*** Material for this exercise Section Begins ***

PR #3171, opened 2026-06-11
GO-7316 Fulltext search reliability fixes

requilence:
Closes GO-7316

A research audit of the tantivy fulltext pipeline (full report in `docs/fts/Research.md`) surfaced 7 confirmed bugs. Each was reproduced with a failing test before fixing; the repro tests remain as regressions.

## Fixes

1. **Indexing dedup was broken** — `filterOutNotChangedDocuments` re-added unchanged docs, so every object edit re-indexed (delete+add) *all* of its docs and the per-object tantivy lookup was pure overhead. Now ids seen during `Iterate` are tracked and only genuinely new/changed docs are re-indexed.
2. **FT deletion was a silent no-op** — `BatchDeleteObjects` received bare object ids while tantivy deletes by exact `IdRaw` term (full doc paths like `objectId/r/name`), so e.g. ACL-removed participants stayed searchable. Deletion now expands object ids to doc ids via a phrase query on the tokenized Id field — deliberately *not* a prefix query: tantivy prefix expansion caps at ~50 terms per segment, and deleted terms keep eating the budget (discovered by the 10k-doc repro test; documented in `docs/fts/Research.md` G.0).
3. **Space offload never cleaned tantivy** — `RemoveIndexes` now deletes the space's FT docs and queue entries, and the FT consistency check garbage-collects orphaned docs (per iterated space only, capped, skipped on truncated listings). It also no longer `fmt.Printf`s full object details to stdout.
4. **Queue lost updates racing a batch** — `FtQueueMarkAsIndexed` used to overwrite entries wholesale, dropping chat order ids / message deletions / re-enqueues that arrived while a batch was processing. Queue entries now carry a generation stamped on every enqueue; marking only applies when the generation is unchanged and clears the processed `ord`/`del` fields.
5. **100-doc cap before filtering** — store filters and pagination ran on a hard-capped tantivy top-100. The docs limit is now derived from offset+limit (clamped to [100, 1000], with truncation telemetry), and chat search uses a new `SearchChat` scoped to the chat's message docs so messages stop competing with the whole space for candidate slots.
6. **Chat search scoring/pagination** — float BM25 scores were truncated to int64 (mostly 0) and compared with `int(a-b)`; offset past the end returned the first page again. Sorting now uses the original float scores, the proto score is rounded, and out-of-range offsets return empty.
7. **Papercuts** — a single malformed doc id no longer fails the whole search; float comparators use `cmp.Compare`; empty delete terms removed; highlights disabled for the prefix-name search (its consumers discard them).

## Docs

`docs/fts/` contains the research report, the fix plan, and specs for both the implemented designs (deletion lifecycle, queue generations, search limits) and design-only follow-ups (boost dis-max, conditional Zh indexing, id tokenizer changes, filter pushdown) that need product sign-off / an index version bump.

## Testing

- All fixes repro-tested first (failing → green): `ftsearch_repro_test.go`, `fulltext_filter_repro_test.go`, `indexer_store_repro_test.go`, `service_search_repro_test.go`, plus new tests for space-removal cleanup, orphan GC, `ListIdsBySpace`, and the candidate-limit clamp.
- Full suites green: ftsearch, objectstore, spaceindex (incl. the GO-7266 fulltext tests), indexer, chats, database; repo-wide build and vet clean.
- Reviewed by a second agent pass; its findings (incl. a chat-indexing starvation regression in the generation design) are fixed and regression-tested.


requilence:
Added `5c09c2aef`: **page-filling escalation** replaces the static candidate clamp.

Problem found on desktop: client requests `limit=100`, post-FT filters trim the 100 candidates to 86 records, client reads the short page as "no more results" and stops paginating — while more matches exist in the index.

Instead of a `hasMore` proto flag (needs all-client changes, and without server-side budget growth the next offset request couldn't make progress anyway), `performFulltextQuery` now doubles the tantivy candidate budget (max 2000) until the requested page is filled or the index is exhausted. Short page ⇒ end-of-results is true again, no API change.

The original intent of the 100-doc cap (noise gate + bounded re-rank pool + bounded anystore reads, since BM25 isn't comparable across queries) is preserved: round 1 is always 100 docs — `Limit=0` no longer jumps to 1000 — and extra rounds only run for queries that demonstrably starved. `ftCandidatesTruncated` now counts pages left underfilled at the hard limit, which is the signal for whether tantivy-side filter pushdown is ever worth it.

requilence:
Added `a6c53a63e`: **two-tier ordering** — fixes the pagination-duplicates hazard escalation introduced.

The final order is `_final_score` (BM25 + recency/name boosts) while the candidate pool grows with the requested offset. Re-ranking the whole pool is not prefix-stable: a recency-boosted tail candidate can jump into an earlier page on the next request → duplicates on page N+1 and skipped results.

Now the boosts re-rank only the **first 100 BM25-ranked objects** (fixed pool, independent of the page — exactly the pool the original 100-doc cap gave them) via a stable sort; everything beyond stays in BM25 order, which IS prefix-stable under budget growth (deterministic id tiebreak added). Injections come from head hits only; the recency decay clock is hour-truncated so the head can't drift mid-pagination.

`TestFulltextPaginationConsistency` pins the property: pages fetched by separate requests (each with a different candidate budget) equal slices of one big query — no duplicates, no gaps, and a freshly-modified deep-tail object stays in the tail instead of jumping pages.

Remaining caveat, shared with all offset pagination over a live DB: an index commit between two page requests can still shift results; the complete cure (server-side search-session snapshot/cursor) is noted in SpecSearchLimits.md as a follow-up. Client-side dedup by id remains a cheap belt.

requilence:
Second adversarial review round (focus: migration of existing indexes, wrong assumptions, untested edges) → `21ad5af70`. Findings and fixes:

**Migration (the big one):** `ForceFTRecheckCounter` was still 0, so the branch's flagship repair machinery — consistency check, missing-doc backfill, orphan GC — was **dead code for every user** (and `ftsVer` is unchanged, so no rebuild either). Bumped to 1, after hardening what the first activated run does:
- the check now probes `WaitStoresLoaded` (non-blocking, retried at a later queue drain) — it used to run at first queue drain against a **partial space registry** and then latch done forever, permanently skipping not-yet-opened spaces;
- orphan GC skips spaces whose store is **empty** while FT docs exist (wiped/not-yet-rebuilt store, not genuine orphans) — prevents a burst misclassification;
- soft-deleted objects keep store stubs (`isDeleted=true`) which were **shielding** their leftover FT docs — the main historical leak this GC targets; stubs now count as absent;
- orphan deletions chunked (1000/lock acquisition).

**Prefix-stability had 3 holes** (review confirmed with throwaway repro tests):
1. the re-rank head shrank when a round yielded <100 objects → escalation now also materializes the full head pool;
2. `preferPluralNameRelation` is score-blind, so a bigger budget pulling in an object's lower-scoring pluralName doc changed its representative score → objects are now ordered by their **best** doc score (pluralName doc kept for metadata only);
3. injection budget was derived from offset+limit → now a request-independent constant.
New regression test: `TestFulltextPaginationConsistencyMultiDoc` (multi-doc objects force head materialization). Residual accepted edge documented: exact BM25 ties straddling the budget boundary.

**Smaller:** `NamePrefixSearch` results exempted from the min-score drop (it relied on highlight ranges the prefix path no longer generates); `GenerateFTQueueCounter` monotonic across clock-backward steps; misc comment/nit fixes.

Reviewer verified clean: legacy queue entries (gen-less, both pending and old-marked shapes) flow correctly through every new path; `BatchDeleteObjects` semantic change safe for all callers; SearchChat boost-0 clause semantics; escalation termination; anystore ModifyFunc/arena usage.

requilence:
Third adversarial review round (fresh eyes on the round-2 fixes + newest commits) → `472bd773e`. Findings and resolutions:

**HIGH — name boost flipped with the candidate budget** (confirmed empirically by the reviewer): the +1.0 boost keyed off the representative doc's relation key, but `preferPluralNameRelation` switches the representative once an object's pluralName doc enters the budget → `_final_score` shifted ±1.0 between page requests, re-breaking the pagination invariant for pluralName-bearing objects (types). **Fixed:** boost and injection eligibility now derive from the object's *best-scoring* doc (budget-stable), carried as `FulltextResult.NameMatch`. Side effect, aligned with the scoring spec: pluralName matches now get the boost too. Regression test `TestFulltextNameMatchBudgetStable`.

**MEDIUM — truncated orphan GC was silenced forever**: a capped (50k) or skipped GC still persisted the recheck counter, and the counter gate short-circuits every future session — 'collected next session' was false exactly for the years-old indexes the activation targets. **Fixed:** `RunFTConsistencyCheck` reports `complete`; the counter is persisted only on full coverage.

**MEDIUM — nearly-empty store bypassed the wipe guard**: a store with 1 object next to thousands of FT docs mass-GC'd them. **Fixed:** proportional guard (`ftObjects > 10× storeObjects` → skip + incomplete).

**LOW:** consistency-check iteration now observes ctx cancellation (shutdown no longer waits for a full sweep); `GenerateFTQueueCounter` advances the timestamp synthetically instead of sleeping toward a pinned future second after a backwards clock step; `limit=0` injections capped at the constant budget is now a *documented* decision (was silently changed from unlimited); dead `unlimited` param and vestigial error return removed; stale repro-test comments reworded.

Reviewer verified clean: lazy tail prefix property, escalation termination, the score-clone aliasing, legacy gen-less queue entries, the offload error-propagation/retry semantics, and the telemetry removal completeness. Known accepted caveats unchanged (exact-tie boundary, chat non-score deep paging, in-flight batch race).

*** Material for this exercise Section Ends ***

What you will do
With the line containing "2. **FT deletion" as the last one, please set down exactly the lines of the records above from their very first line, and nothing more.

Task answer
PR #3171, opened 2026-06-11
GO-7316 Fulltext search reliability fixes

requilence:
Closes GO-7316

A research audit of the tantivy fulltext pipeline (full report in `docs/fts/Research.md`) surfaced 7 confirmed bugs. Each was reproduced with a failing test before fixing; the repro tests remain as regressions.

## Fixes

1. **Indexing dedup was broken** — `filterOutNotChangedDocuments` re-added unchanged docs, so every object edit re-indexed (delete+add) *all* of its docs and the per-object tantivy lookup was pure overhead. Now ids seen during `Iterate` are tracked and only genuinely new/changed docs are re-indexed.
2. **FT deletion was a silent no-op** — `BatchDeleteObjects` received bare object ids while tantivy deletes by exact `IdRaw` term (full doc paths like `objectId/r/name`), so e.g. ACL-removed participants stayed searchable. Deletion now expands object ids to doc ids via a phrase query on the tokenized Id field — deliberately *not* a prefix query: tantivy prefix expansion caps at ~50 terms per segment, and deleted terms keep eating the budget (discovered by the 10k-doc repro test; documented in `docs/fts/Research.md` G.0).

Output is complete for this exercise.